▶ [Input material]:
#####

PR #229, opened 2025-02-19
fix: fix orphanet

vivienho:
The orphanet parser was failing because of a `None`. This PR fixes the problem.


ireneisdoomed (changes requested):
Thank you for looking into it!!!
Looking more closely, I think this solution wouldn't cause the gene ID parsing to fail:
```
ensembl_gene_id = [
    xref.find('Reference').text
    for xref in gene.find('ExternalReferenceList')
    if xref.find('Reference') is not None and 'ENSG' in xref.find('Reference').text # now this wouldn't fail
]

if ensembl_gene_id:
    evidence['targetFromSourceId'] = ensembl_gene_id[0]
orphanet_disorders.append(evidence)
```

Can you give it a go and see if it runs? I think it looks better if we omit the try/except block

vivienho:
@ireneisdoomed The run failed :/ I think it's because checking the value of `xref.find('Reference')` is already causing the error

ireneisdoomed:
Ok, never mind. Thanks for checking!!!

ireneisdoomed (dismissed):

PR #231, opened 2025-03-31
feat(burden): extract evidence from cvdi human disease portal

ireneisdoomed:
TBD


DSuveges (approved):
Thank you @ireneisdoomed for curating the publication and writing the parser for yet an other gene burden dataset!

Very far fetched idea is coming: I'm wondering if the harmonisation of all these resources should be in the repo at all... I mean the source csv,xlsx etc files can be processed and harmonised to a shared schema only once. I assume probably the disease assignment (or maybe not even that) is the only process that needs to be re-run at each release.

PR #234, opened 2025-05-21
feat: prepare 25.06 release

ireneisdoomed:
This PR includes:
- Changes to the Gene2Phenotype module and configuration paths to adapt to their new schema of data.
- Update configuration to include latest data, and EFO version (3.77)
- Downgrade of the `h11` due to incompatibility with another library

This branch was the one I used to generate all evidence on the VM, with the exception of Gene2Phenotype which I run locally


DSuveges (approved):
Thank you so much for the update! All looks nice and make sense.

PR #237, opened 2025-06-11
fix: make join on diseaseFromSource null safe

vivienho:
I noticed that the Panelapp data always had a `null` `diseaseFromSourceMappedId` when the `diseaseFromSource` column is `null`. This is not because of a problem with mapping using the `diseaseFromSourceId`, but because the join on `diseaseFromSource` is not null safe, causing us to lose these mappings. This PR fixes the problem.


vivienho:
Out of 209 evidence rows with `null` `diseaseFromSource`, we now have `diseaseFromSourceMappedId` from 167 of them. With explosion due to multiple mappings, this now gives us 206 additional evidence rows. 42 evidence remain unmapped.

PR #244, opened 2025-08-12
fix(target safety): add evidence type to all sources

ireneisdoomed:
This PR closes https://github.com/opentargets/issues/issues/3643

The intention here is to add metadata to the target safety annotation so that users can filter based on the evidence provenance, as suggested by [this user ](https://community.opentargets.org/t/clinical-vs-pre-clinical-safety-liability-data/1613/2)

While fixing the study type for `Lamore` and `Force` evidence, I realised that other sources were also lacking the information because the `studies` field was set to null. We usually use `studies` to aggregate several evidence that inform about the same target/liability in a given source (think about the ToxCast or PharmGKB evidence [here](https://platform.opentargets.org/target/ENSG00000006638)). This was missing sometimes when the evidence came from literature curation.

After revision of the original publications to set a evidence type, this is what I finally came up with:
```
+----------------------------+---------------------+-----+
|array_distinct(studies.type)|datasource           |count|
+----------------------------+---------------------+-----+
|[clinical]                  |PharmGKB             |2159 |
|[preclinical]               |Lynch et al. (2017)  |1341 |
|[preclinical]               |Bowes et al. (2012)  |313  |
|[clinical]                  |Urban et al. (2012)  |254  |
|[cell-based]                |AOP-Wiki             |227  |
|[cell-based]                |ToxCast              |212  |
|[clinical]                  |Brennan et al. (2024)|194  |
|[biochemical]               |ToxCast              |167  |
|[preclinical]               |Force et al. (2011)  |47   |
|[cell-based]                |Lamore et al. (2017) |30   |
|[preclinical]               |Brennan et al. (2024)|16   |
|[null]                      |ToxCast              |1    | 
+----------------------------+---------------------+-----+
```

Preclinical when the evidence comes from animal studies, cell-based when it comes from assays that measure cellular responses, biochemical for assays measuring biochemical effects, and finally clinical when the information comes from directly measuring the effect in patients.

After these changes, only one evidence will be lacking this information, and this is coming directly from the raw data.


DSuveges (approved):
Thank you. As I understand, there's no schema change, as the `studyType` column is temporary and renamed to `type`, which was already in the schema.

PR #247, opened 2025-09-09
fix: incorrect handling of studies with multiple filter columns

DSuveges:
As https://github.com/opentargets/issues/issues/3347 explains, the parser was not handling well those situations where a list of filter columns were defined (eg. when both side of the distribution was considered).

### DIFF
--- a/partner_preview_scripts/ot_crispr.py
+++ b/partner_preview_scripts/ot_crispr.py
@@ -243,7 +243,7 @@ class OTAR_CRISPR_evidence_generator:
                 # Extract log2Fold change value based on where the hit is coming from:
                 f.when(f.col("sourceLabel").contains("pos"), f.col("pos|lfc"))
                 .when(f.col("sourceLabel").contains("neg"), f.col("neg|lfc"))
-                .otherwise(None).alias("log2FoldChangeValue"),
+                .otherwise(None).cast(t.FloatType()).alias("log2FoldChangeValue"),
                 
                 # Extract which tail of distribution the hit is coming from:
                 f.when(f.col("sourceLabel").contains("pos"), f.lit("upper tail")).when(
--- a/partner_preview_scripts/ot_crispr.py
+++ b/partner_preview_scripts/ot_crispr.py
@@ -14,6 +14,7 @@ import argparse
 import logging
 from functools import reduce
 from typing import Optional
+import operator
 
 from pyspark.sql import Column, DataFrame, Row, SparkSession
 from pyspark.sql import functions as f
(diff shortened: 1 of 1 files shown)


partner_preview_scripts/ot_crispr.py
```diff
@@ -241,7 +276,7 @@ def _read_and_filter_mageck_file(
             raise ValueError(f"Unrecognized label separator in {raw_data.columns[2]}")
```
ireneisdoomed, line 276: Is this correct?
```suggestion
            raise ValueError(f"Unrecognized label separator in {raw_data.columns[3]}")
```

partner_preview_scripts/ot_crispr.py
```diff
@@ -241,7 +276,7 @@ def _read_and_filter_mageck_file(
...
 
         # Updating column names according to the identified label separator:
-        raw_data = reduce(
+        return reduce(
             # Rename all columns:
```
ireneisdoomed, line 280: Is it only `pos|p-value` that needs to be ammended?

partner_preview_scripts/ot_crispr.py
```diff
@@ -226,13 +211,63 @@ def _read_and_filter_mageck_file(
         Raises:
             ValueError: If the label separator is not recognized.
         """
-        side = filter_column.split("|")[0]
+        # Reading input data and immediately fix the headers:
+        raw_data = self.adjust_column_names(
```
ireneisdoomed, line 215: If we only need to rename one column, having to pass the entire dataframe to do a column renaming looks very verbose.
Could we do sth like:
```
raw_data = self.spark.read.csv(mageck_file, header=True, sep="\t")

p_value_col = [col for col in raw_data.columns if col.startswith("pos")][0]
p_value_col_norm = p_value_col if "|" in p_value_col else p_value_col.replace(".", "|")

raw_data = (
raw_data
.withColumnRenamed(p_value_col, p_value_col_norm)
...
)
``` 

If it's more than one, something like this looks simpler too and it is more readable (at the expense of not controlling any other possible separators):
```
def normalize_column_names(df: DataFrame) -> DataFrame:
    for col_name in df.columns:
        if "." in col_name:
            df = df.withColumnRenamed(col_name, col_name.replace(".", "|"))
    return df
```

partner_preview_scripts/ot_crispr.py
```diff
@@ -14,6 +14,7 @@
 import logging
 from functools import reduce
 from typing import Optional
+import operator
```
ireneisdoomed, line 17: I don't think this is used?

ireneisdoomed (dismissed):
Thank you for solving this. I've seen it works.
I have 2 questions, though:
- Can you give me an example of a value in filterColumn? I don't really understand how this is handled
- "At the next PPP ETL run, the updated dataset will be picked up." Should we point to a different input in the configuration?

partner_preview_scripts/ot_crispr.py
DSuveges: I wanted to make sure the process fails at this point if an unexpected separator is found. I am not checking all the mageck input before running. There's a risk that the files we get might diverge. I was also considering some sort of pre-flight data validation, but the value is not big enough.

ireneisdoomed:
The parser migration is based on the code from this branch. I suggest merging

ireneisdoomed (approved):

PR #2023, opened 2015-10-06
WPS jobComplete email wording change

pmbohm:


grails-app/views/wps/jobComplete.gsp
```diff
@@ -1,6 +1,8 @@
 Hi,
 
-Your IMOS download is ready. You can download it by clicking here: ${jobReportUrl}
+Your IMOS subset has been created. You can download it by clicking here: ${jobReportUrl}
+
+Note: The link will only be available for the next 24 hours.
```
jkburges: Not sure that I explained myself properly before, but the "24" should be coming from `Config.groovy`.  This will then make it easy for chef to overwrite (you don't have to worry about *that* for now, but it'd be nice if this was configurable to begin with).

It's called `wps.resourceExpirationTimeout` in geoserver, not sure if that's descriptive enough.

pom.xml
```diff
@@ -233,6 +233,12 @@
             <scope>compile</scope>
         </dependency>
 
+        <dependency>
```
jkburges: Not sure how this was tested, but `grails run-app` is now broken (because the dependency is present only for maven).  Happily, it seems as though [there is a prettytime plugin](http://grails.org/plugin/pretty-time), so should be easy enough to pull it in that way (in `BuildConfig.groovy`).

grails-app/services/au/org/emii/portal/WpsService.groovy
```diff
@@ -39,10 +43,12 @@ class WpsService extends AsyncDownloadService {
     }
 
     def notifyViaEmail(params) {
+
+        params.expirationPeriod = _getExpirationPeriod()
```
jkburges: If we make sure that there's always a value set in the config, and using joda, then I think this could be as simple as:

```groovy
params.expirationDateTime = new DateTime().plusSeconds(grailsApp.config.wpsResourceExpirationTimeout)
```

Then in the gsp:

```xml
... <prettytime:display date="${expirationDateTime}" />.
```

Not sure about the need for unit exclusion as in https://github.com/aodn/aodn-portal/pull/2023/files#diff-cf1774ac4be79e524ea06d4aaffd87efR72 - I would've thought this library would pick something sensible?

pom.xml
jkburges: `prettytime` looks like a pretty cool library, btw.

grails-app/services/au/org/emii/portal/WpsService.groovy
pmbohm: I didnt try the tag in the GSP. I didnt even know about it. However the simple pretty time format function didnt give me an accurate enough time which i assume the tag would do. 

The `_getExpirationPeriod` function is now quite bullet proof which im happy about. I'd also rather have it so config can be forgotten or left off by us or others.

pom.xml
pmbohm: 50% chance of getting this wrong :(

pmbohm:
@jkburges Good to go now

PR #2026, opened 2015-10-09
Use regex to match url replacement

danfruehauf:


danfruehauf:
@dnahodil Seems to work OK (tested with Argo).

PR #2027, opened 2015-10-13
Added to metadataProtocols in config.groovy

pmbohm:
@atkinsn discovered an additional protocol is being used by metadata

### DIFF
--- a/grails-app/conf/Config.groovy
+++ b/grails-app/conf/Config.groovy
@@ -263,7 +263,9 @@ portal {
 
         supplementary = [
             "WWW:LINK-1.0-http--link",
-            "WWW:LINK-1.0-http--downloaddata"
+            "WWW:LINK-1.0-http--downloaddata",
+            "WWW:LINK-1.0-http--related",
+            "WWW:DOWNLOAD-1.0-ftp--download"
         ]
 
         metadataRecord = [


dnahodil:
@atkinsn could you please give an example of a data collection which uses this protocol?

atkinsn:
Uuid: 8af21108-c535-43bf-8dab-c1f45a26088c

grails-app/conf/Config.groovy
```diff
@@ -263,7 +263,8 @@ portal {
 
         supplementary = [
             "WWW:LINK-1.0-http--link",
-            "WWW:LINK-1.0-http--downloaddata"
+            "WWW:LINK-1.0-http--downloaddata",
+            "WWW:LINK-1.0-http—related"
```
dnahodil: This looks like it might be the wrong hyphen/dash character @pmbohm?

dnahodil:
Thanks, Nat

grails-app/conf/Config.groovy
dnahodil: Yeah, this seems to be incorrect. Perhaps a text editor somewhere along the way turned a double hyphen into a dash of some kind.

pmbohm:
@dnahodil additional additional protocol now added

PR #2029, opened 2015-10-14
Tiny modifications required to work with ncwms plugin

danfruehauf:
* Add Z when requesting time to denote UTC (thredds need that)
 * Pass service=ncwms, so Geoserver uses ncwms plugin instead of
   the default wms plugin. Doesn't affect regular ncwms
   interaction

### DIFF
--- a/web-app/js/portal/ui/openlayers/layer/NcWms.js
+++ b/web-app/js/portal/ui/openlayers/layer/NcWms.js
@@ -21,6 +21,7 @@ OpenLayers.Layer.NcWms = OpenLayers.Class(OpenLayers.Layer.WMS, {
 
         this.pendingRequests = new Portal.utils.Set();
 
+        params['SERVICE'] = "ncwms";
         OpenLayers.Layer.WMS.prototype.initialize.apply(this, [name, url, params, options]);
 
         this._setExtraLayerInfoFromNcwms();
@@ -273,7 +274,7 @@ OpenLayers.Layer.NcWms = OpenLayers.Class(OpenLayers.Layer.WMS, {
     },
 
     _getTimeParameter: function(dateTime) {
-        return dateTime.clone().utc().format('YYYY-MM-DDTHH:mm:ss.SSS');
+        return dateTime.clone().utc().format('YYYY-MM-DDTHH:mm:ss.SSS[Z]');
     },
 
     _getExtraLayerInfoFromNcwms: function() {
--- a/src/test/javascript/portal/ui/openlayers/layer/NcWmsSpec.js
+++ b/src/test/javascript/portal/ui/openlayers/layer/NcWmsSpec.js
@@ -44,7 +44,7 @@ describe("OpenLayers.Layer.NcWms", function() {
 
         it('time specified', function() {
             cachedLayer.setTime(time);
-            expect(cachedLayer.params['TIME']).toBe(time.utc().format('YYYY-MM-DDTHH:mm:ss.SSS'));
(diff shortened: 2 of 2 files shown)


danfruehauf:
These are *all* the portal changes required to work with the abomination ncwms plugin.

web-app/js/portal/ui/openlayers/layer/NcWms.js
```diff
@@ -278,7 +279,7 @@ OpenLayers.Layer.NcWms = OpenLayers.Class(OpenLayers.Layer.WMS, {
     },
 
     _getTimeParameter: function(dateTime) {
-        return dateTime.clone().utc().format('YYYY-MM-DDTHH:mm:ss.SSS');
+        return dateTime.clone().utc().format('YYYY-MM-DDTHH:mm:ss.SSS') + 'Z';
```
dnahodil: The `Z` character can just be part of the format string, no need to append

dnahodil:
Are these changes backwards-compatible?

dnahodil:
Also, broken tests need to be fixed, obviously.

danfruehauf:
Tests needs to be fixed, true. I overlooked it...

And yes, tested in front of the original ncwms it was all good.

BTW, no need to merge it right now, it's here so @pmbohm can pick it up and see what was needed to be modified in portal...

dnahodil:
> tested in front of the original ncwms it was all good.
:+1:

> no need to merge it right now
If it's all the changes required then is there any reason not to merge it?

danfruehauf:
The only reason I can think of is if the plugin in geoserver will not be called `ncwms`. I was thinking more along the lines of `abomination-ncwms` or something like that ;)

dnahodil:
Ok, I'll hold off

danfruehauf:
As a sidenote I'll add that having the extra `Z` is the correct way. The 'Z' is to denote UTC, correct me if I'm wrong.

dnahodil:
> ... having the extra Z is the correct way. The 'Z' is to denote UTC ...

Yeah, that's my understanding

pmbohm:
As its a Geoserver plugin, calling the service ncwms should be enough

dnahodil:
Ok. Happy to merge once @danfruehauf has considered the first suggestion (https://github.com/aodn/aodn-portal/pull/2029#discussion_r42058716).

danfruehauf:
@dnahodil Tested with our ncwms and it works (WMS, date/time selectors, styles). Doesn't seem to be affected by the `service=` line. It probably just gets ignored by ncwms.

dnahodil:
Sorry, @danfruehauf, I meant this comment:
> The Z character can just be part of the format string, no need to append

web-app/js/portal/ui/openlayers/layer/NcWms.js
danfruehauf: Ah, I missed that. Yeah, I'll amend it.

danfruehauf: `console.log(time.utc().format('YYYY-MM-DDTHH:mm:ss.SSSZ'));` results in `2011-07-08T03:32:45.000+00:00`

So not good. Leave as is.

dnahodil: You'll want to escape the Z character. I think it's square brackts:
`console.log(time.utc().format('YYYY-MM-DDTHH:mm:ss.SSS[Z]'));`

danfruehauf:
@dnahodil Fixed.

PR #2030, opened 2015-10-15
Enable WPS downloads

dnahodil:
**This should probably wait to be merged until after we've got the WPS stuff working end-to-end**

Just in case...


danfruehauf:
:+1:

I feel like having PRs to remove netcdf_subset_service and gogoduck webapps too! :)

PR #2039, opened 2015-10-26
Focus the text field when the free text search facet is expanded

jkburges:
A small but persistent annoyance.


dnahodil:
A nice little fix @jkburges

Issue #305, opened 2013-07-31
Have default style selected in Right Details Panel when ncWMS Layer added


dnahodil:
Currently when you add an ncWMS Layer it is displayed with its default style (because ncWMS knows what that is). But our right details panel does not properly reflect what style is being shown. This is because the Portal doesn't know what the default style is (and ncWMS is just using it anyway because we haven't specified a different style to use).

So the enhancement is to have it such that the Portal will be able to display the default style. There are a few possible ways to achieve this, including:
- We could modify ncWMS to declare in the GetCapabilities document what the default style is for each layer (if one is set). The Portal could then capture that information and use it accordingly.
- We could add the ability to manually choose a Style in the Portal for any particular Layer. This would mean some manual work but doesn't rely on us updating the ncWMS software.

PR #2040, opened 2015-10-27
Now handles null defaultPalettes from thredds ncWMS server

pmbohm:


pmbohm:
It is not possible to get the default Palette information cheaply from a Thredds ncWMS server. So the portal changes here can gracefully handle this.

pmbohm:
Referencing #305 - ncWMS can give us defaultPalette however Thredds ncWMS is missing this functionality, as no index is built

danfruehauf:
I'll add that generally `GetCapabilities` is lacking that. Gives the styles, but not the default one. Not sure if the `GetMetadata` request that ncwms actually does is part of OGC WMS. @jonescc ??

dnahodil:
Nah, `GetMetadata` is not part of the WMS spec. It's something that ncWMS added.

danfruehauf:
So I assume it's OK for us to interact with `GetMetadata` on a "best effort" basis. We cannot actually get all the information we need out of thredds, as @pmbohm mentioned.

dnahodil:
I don't think we use `GetMetadata` for much. It might be simpler to assume it's *never* available and just do the same for stand-alone ncWMS as we do for THREDDS ncWMS.

danfruehauf:
@dnahodil `GetMadata` is used for 3 things (I don't think more):
 * Getting styles (`REQUEST=GetMetadata&item=layerDetails`)
 * Getting all available days with data (`REQUEST=GetMetadata&item=layerDetails`)
 * Getting timesteps for day (`REQUEST=GetMetadata&item=timesteps`)

dnahodil:
Okay, so the only one that we can't get with the ncWMS plugin is styles (default style/palette, really). So maybe we change this code to behave as if we can never have this information?

danfruehauf:
As discussed - I'm happy with that. So a blank box to start with after load?

dnahodil:
I think @pmbohm has set some default text which is probably better than blank. I think this is the code that can be simplified: https://github.com/aodn/aodn-portal/pull/2040/files#diff-f562570827825bf3c38891d4fb397849R119

pmbohm:
Heres what my pull will request will show when using Thredds and the Geoserver plugin: 

screen shot 2015-10-27 at 12 02 06 pm
Otherwise it loads as before. Job done.

danfruehauf:
@dnahodil OK if I leave it with you to review?

I have quite a bit on my plate now...

dnahodil:
Yeah. Code all looked good to me other than that one suggestion.

PR #2041, opened 2015-10-27
fixes #2032

### LINKED ISSUE #2032: Clear and reset does not clear and reset everything
App version: 4.16.1
            Build date: Tue Oct 13 14:49:06 AEDT 2015
            Build number: 23
            Git ref: 152a05741ae9815e67080afa3b47dbc875c9d8aa

Steps to reproduce:

Select any facet on step one.
Select a collection to be taken to step 2.
Select polygon and draw a polygon
Proceed to step 3 and click clear and reset
On step 1 view search selections
Add another collection from step 1 and when taken to step 2 look at bounding box options

What should happen:
User taken back to step 1 and search is reset - no facets selected
On step 2 Bounding box should be on default with indication that user can type co-ords if they want

What does happen:
On step 1 previous facet/search is still selected.

On step 2 the polygon co-ordinates are still visible (does not affect drawing of bb) but if it is showing as set to polygon then it should be on draw polygon but if user draws on the map they will draw a bounding box and the co-ordinate change correctly to 4 for bounding box but the drop down still says polygon.

pmbohm:


dnahodil:
@pmbohm I am getting JavaScript errors in the console when I open this in the browser.

dnahodil:
The first commit works in the browser so it'll be a change in the second commit.

dnahodil:
This change incorrectly clears the facets if I remove a single collection from the Portal. It should only clear them on 'Clear and Reset'.

pmbohm:
@dnahodil Now correctly using the `PORTAL_EVENTS.RESET` instead of `DATA_COLLECTION_REMOVED`
The javascript bug was introduced by the work on tests. Lost the place now but it was a incorrect reference to the map

dnahodil:
Changes looks good @pmbohm and works as expected

PR #2043, opened 2015-10-28
Encode ncwms layer name

danfruehauf:
Ncwms layer name will look like `workspace:layer#time,file_url/variable`.

This introduces the `#`, which will allow users to control from
metadata which `time` and `file_url` columns names they would
like to use when using the abomination ncwms controller.

After introducing the `#`, it means we need to encode the layer
name properly in JS land. The server side changes ensure that
when accessing geoserver backends (ncwms abomination controller),
the layer name will be encoded.

This does not affect regular ncwms layers where the layer does not
need to be encoded.


danfruehauf:
@dnahodil As per our discussion.

See also:
https://github.com/aodn/geoserver-build/commit/79a332ed2af0dbae8c24d8782cd1a072bd6bccd9

PR #2047, opened 2015-11-02
URL encode layer in GetLegendGraphic

danfruehauf:
Amend 41b46c4, also GetLegendGraphic needs to encode the layer as
it will contain `#`s.


danfruehauf:
This is why the legend graphic didn't work on Friday review.

PR #2050, opened 2015-11-04
New contact link in home page footer

pmbohm:


danfruehauf:
@pmbohm We decided to have it configurable in chef. Now it will be deployed also on the IMAS portals.

@markhepburn FYI.

pmbohm:
@danfruehauf You have decided to make it configurable in Chef. I on the other hand spent 10 minutes adding text in plain old HTML configurable via the Config.groovy file. That is after spending a further 4 hours trying to decipher what are the required Chef changes and then trying (unsuccessfully) to test with vagrant (using the PO box).
There is minimal gain to have this Chef configured, and maximum time wasting trying to get this into Chef. If I would have succeeded, then there would be further cost for anyone who wants to make changes to seemingly simple block of HTML. @jonescc

danfruehauf:
@pmbohm Fine. OK. But lets then not pretend next planning meeting we care about "AODN scalability" if this is how we choose to fix things.

markhepburn:
(If I can weigh in, since I was cc-d and representing IMAS / non-AODN users)

We do rely on the chef infrastructure to maintain a number of instances; I can do a PR if you like if that means our own contact info won't be overwritten?  (I have a feeling I might even have done the top-link configurability, but I can't remember)

markhepburn:
Actually -- it has been a while -- it looks like we're using the branding_base option in chef, so I think this is separate.  (I guess it's a toss-up whether that sort of info should be configurable or is part of the branding).  Anyway, I think external users won't be affected.

danfruehauf:
@markhepburn :+1: Thanks for that.

dnahodil:
@pmbohm's change has not made anything worse. He's just continued along the path the code is already on. He's not obligated to change the way this works to fix his bug.

danfruehauf:
In this case, this can be overwritten. True.

But if it wasn't the case, then are you suggesting that we should encourage other people to fork the portal so they can reuse that? That's quite the opposite of what you say in planning meetings...

dnahodil:
I think all new work we do should move towards allowing the Portal to be easily and successfully reused. But that doesn't mean that any time anyone touches any code they have to go and change the entire way the code works before they make their small change. They're not obliged to change it and, if they don't feel confident about how to make the change, it's unreasonable to expect them to.

pblain:
To summarise then:
1. The change @pmbohm made is fine.
2. Any new work must ensure that the portal remains configurable so that others (especially existing portal operators) do not need to fork it.
3. It's preferable (but not a requirement) to look for ways to further extend the re-usability of the portal.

#####

▶ [Exercise directions]: Lines with "additional" in the records above: copy every one of them.

▶ [The answer]:
Out of 209 evidence rows with `null` `diseaseFromSource`, we now have `diseaseFromSourceMappedId` from 167 of them. With explosion due to multiple mappings, this now gives us 206 additional evidence rows. 42 evidence remain unmapped.
@atkinsn discovered an additional protocol is being used by metadata
@dnahodil additional additional protocol now added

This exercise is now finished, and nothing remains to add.